With Green I tried the frame length and shifts I’d had in my previous best run (from late Feb-May series of runs).

Grey and Orange 2

For Grey I gave up on the phoneme idea.

I let it run for quite some time and Grey is the best of my July runs so far.

It’s still clearly distorted, but if you ignore the peaks, it has quite good qualities (although a long way from usable)

I was going to continue training with Orange 2 but decided I had better explore whether the integrated vocoder could somehow counteract the distortions, so stoped Orange 2 and switch to look at the vocoder. I plan to write that up once I’ve done more runs and having findings to share.

I’m still interested to see if I can figure out what to do around normalisation of the audio. I wonder if for my dataset somehow the stats_path approach is too much. I hope to try plotting some of my audio samples before and after to explore it further.

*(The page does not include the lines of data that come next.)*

PR #2694, opened 2025-09-16
Support for native complex number datatypes in HDF5-2.0

### LINKED ISSUE #2680: Support for HDF5 complex number datatypes
HDF5-2.0 comes with support for native complex number datatypes. The details are explained [here](https://github.com/HDFGroup/hdf5/blob/68264204214a373abd4eb099a05805efb75cab87/release_docs/RELEASE.txt#L442-L634).

I've started working on support for these datatypes in h5py but need the feedback how to handle the current way of storing complex numbers using a two-field HDF5 compound datatype. What I have done so far is [here](https://github.com/h5py/h5py/compare/master...ajelenak:h5py:native-complex?expand=1). I would like to keep this feature.

One way of achieving this is to use the `logical` flag in the `h5t.py_create(object dtype_in, bint logical=0, bint aligned=0)` [function](https://github.com/h5py/h5py/blob/7a9fa23782a1a9cb04c42ce2d2fcacec26d6dce0/h5py/h5t.templ.pyx#L1688):

* `logical=0` for native HDF5 complex number datatypes (new)
* `logical=1` is for the two-field HDF5 compound datatype (old)

The value of `logical` must be added to the internal `h5t._c_complex(cnp.dtype dt)` [function](https://github.com/h5py/h5py/blob/7a9fa23782a1a9cb04c42ce2d2fcacec26d6dce0/h5py/h5t.templ.pyx#L1568) where the actual work on an appropriate datatype happens.

Does this sound like a reasonable plan?

ajelenak:
Adds native complex number datatypes available in HDF5-2.0. Closes #2680.

The approach here is that the new complex number datatypes are used if the HDF5 library has them. The fallback option is the current 2-field HDF5 compound datatype.


h5py/api_types_hdf5.templ.pxd
```diff
@@ -171,8 +171,8 @@ cdef extern from "hdf5.h":
     H5F_LIBVER_V112 = 3,
     H5F_LIBVER_V114 = 4,
     H5F_LIBVER_V200 = 5,
+    H5F_LIBVER_LATEST   = 5,
     H5F_LIBVER_NBOUNDS
-  int H5F_LIBVER_LATEST  # Use the latest possible format available for storing objects
```
neutrinoceros, line 175: any reason not to make the same change to other variants of this enum ?

h5py/h5t.templ.pyx
```diff
@@ -306,6 +335,27 @@ cdef tuple _get_available_ftypes():
 
 cdef tuple _available_ftypes = _get_available_ftypes()
 
+### {{if HDF5_VERSION >= (2, 0, 0)}}
+
+# Available NumPy complex datatypes
+cdef tuple _get_available_ctypes():
```
neutrinoceros: Is "ctypes" an idiomatic shorthand for complex types in HDF5 ? I'm used to see this name refer to [Python's stdlib `ctypes` module](https://docs.python.org/3/library/ctypes.html), so it looks confusing to me. If it's already idiomatic I can live with it though.

ajelenak: There was already a helper function for the NumPy float dtypes with "ftypes" in its name so I just decided to use "ctypes". I think the comment clarifies what this function is for but what do you suggest for the new name?

h5py/api_types_hdf5.templ.pxd
ajelenak: Yes. `H5F_LIBVER_LATEST` has become an enum value starting with 2.0. It is a `#define` constant in all the prior versions.

h5py/h5t.templ.pyx
neutrinoceros: I would just go with `complex_types`, but for sure, the comment helps already, it's a *really* minor thing that it costs me a double take, but I can get used to it, especially if it matches a pre-existing convention.

takluyver: Yeah, I'd agree, `ctypes` is a familiar enough name in Python that it's worth using something else.

takluyver:
I think this looks broadly reasonable. We should probably have a test that complex numbers saved by h5py in HDF5 1.x - i.e. compound dtypes with fields named `r` and `i` - are still read in as complex numbers, so accessing existing files doesn't change. I'm fairly sure this will work, but I'd like to make sure it's tested.

I wonder if we should provide APIs either to conveniently save complex numbers the old way, for compatibility with code still using HDF5 1.x, or to opt out of the translation of `r` & `i` to complex numbers, reading them instead as numpy compound dtypes. That can be done separately if we do decide to, I'm just thinking aloud.

Do you know what the status of HDF5 2.0 is? Will there be betas? I'm a bit wary of merging things we can't yet test in CI. And I'd rather not set up our regular CI to build HDF5 from git, because then new failures can crop up at any time regardless of changes here. Though we should maybe have a nightly job to test with HDF5 master.

neutrinoceros:
> I wonder if we should provide APIs either to conveniently save complex numbers the old way, for compatibility with code still using HDF5 1.x, or to opt out of the translation of r & i to complex numbers, reading them instead as numpy compound dtypes.

It's a double edge sword, in my opinion; it sure sounds convenient to have such an API, but it'll beg the question of which behavior should be the default: maximize backward compatibility, or abide to the "current" format, as defined by the version of HDF5 h5py was compiled against ? I think each could be argued as the natural continuation of the *existing* behavior, and clearly we cannot add new *required* arguments to existing functions, because that'd be a major breaking change... I think overall I would lean towards "not worth it"; users who are somehow bound to HDF5 1 should be able to re-compile h5py where needed.
Interestingly, this would be a cool application to [wheel variants](https://astral.sh/blog/wheel-variants), but I don't anticipate they'll get standardized any time soon.

> Though we should maybe have a nightly job to test with HDF5 master.

sounds like a good idea to me.

takluyver:
The default is also a good question. :+1: I wonder if we should require opt-in to native complex storage for now, and plan for h5py 4.0 to switch the default. It could also switch to reading string data as numpy 2.x `T` strings by default - we said that had to stay backwards compatible when it was added.

CC @tacaswell

h5py/h5t.templ.pyx
ajelenak: Changed to `_get_available_cmplx_types`.

ajelenak:
> We should probably have a test that complex numbers saved by h5py in HDF5 1.x - i.e. compound dtypes with fields named `r` and `i` - are still read in as complex numbers, so accessing existing files doesn't change. I'm fairly sure this will work, but I'd like to make sure it's tested.

I've seen a few complex number dtype tests that passed on my laptop for both HDF5 1.14.6 and new 2.0, so I think this is tested at a basic level. Perhaps there could be a specific test file like I created for native complex dtypes but for the complex compound dtypes.

> I wonder if we should provide APIs either to conveniently save complex numbers the old way, for compatibility with code still using HDF5 1.x, or to opt out of the translation of `r` & `i` to complex numbers, reading them instead as numpy compound dtypes. That can be done separately if we do decide to, I'm just thinking aloud.

I'd wait with this a little to see if there are any user requests.

> Do you know what the status of HDF5 2.0 is? Will there be betas?

The plan is still to release in a couple of weeks. I think there will be pre-releases soon.

> I'm a bit wary of merging things we can't yet test in CI. And I'd rather not set up our regular CI to build HDF5 from git, because then new failures can crop up at any time regardless of changes here. Though we should maybe have a nightly job to test with HDF5 master.

HDFG is doing it with the h5py master and HDF5 develop branches: https://github.com/HDFGroup/hdf5/actions/workflows/h5py.yml.

ajelenak:
I've added a test that uses an HDF5 file where complex numbers are stored as two-filed compound datatype.

takluyver:
Sorry that I've left this for a couple of months.

On reflection, I would like h5py to do what I suggested in a previous comment: support reading & writing with the new HDF5 complex datatype, but not yet change the default behaviour when creating a new dataset from numpy complex data. Then at some point before too long, we will change the default in h5py 4.0. I think that we should treat deliberately changing what is written in files by already-working code as a breaking API change, especially when that means the resulting files can't be read by older versions of HDF5.

I'm going to open a tracking issue for h5py 4.0.

takluyver:
I've updated this in the direction I think we want for h5py 3.x, but I think we'll need some conversion machinery to enable writing to the new native complex dtype within this scheme, and I didn't have time to tackle that yet, so one of the tests is failing.

h5py/_conv.templ.pyx
```diff
@@ -906,6 +906,101 @@ cdef herr_t uint2bitfield(hid_t src_id, hid_t dst_id, H5T_cdata_t *cdata,
...
+            and H5Tget_size(H5Tget_member_type(tid, 0)) == member_size
+            and H5Tget_size(H5Tget_member_type(tid, 1)) == member_size
+            and H5Tget_member_offset(tid, 0) == 0
+            and H5Tget_member_offset(tid, 1) == <int>member_size
+    ):
+        return 1
+    return 0
+
+### {{if HDF5_VERSION >= (2, 0, 0)}}
+cdef herr_t complex2compound(hid_t src_id,
```
jhendersonHDF, line 932: Hi @takluyver,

I know voice audio can be aymmetric so I wonder if the higher amplitude side is being amplified enough to go out of range whilst the lower side is still well within range (this is part of the motivation behind my desire to plot the audio samples).

Hope that’s of interest. If you’ve had similar (or different!) experiences, would be great to hear about them.


By the way: if viewing this on a large screen desktop and you find the table’s a bit squashed (as the desktop mode of the forum’s layout is rather narrow) you can view it in responsive mode, which should use the full width, with this link where the parameter ?mobile_view=1 is appended:

NB: You’ll need to resubmit the page address in the browser address bar (ie it doesn’t work just by clicking the link)

Quick update: After a fair bit of experimenting, I’ve got some pretty good results with the integrated Vocoder with an example reading of a recipe here:

The TTS model used here wasn’t trained with DDC but it manages to be fairly stable all the same. The Vocoder ran for 1,000,000 steps and is pretty smooth - I plan to do a little more experimentation to see if I can fine-tune just a bit more quality out of it.

Overall, I’m really pleased. There is still the occasional glitch with a word. Generally glitches seem most prevalent with words when they are used in speech patterns that didn’t come up in my training. When correct phonemes are supplied by espeak-ng it can easily go beyond the original vocabulary fairly well, it’s more the way the words are used that seems the issue. A limit of my original TTS model training was on the length of short words used and that definitely shows - it can’t say “Good.” on its own, but is fine with it in a sentence!

Lists, questions, imperatives and splitting up clauses seem to be reasonably well handled too.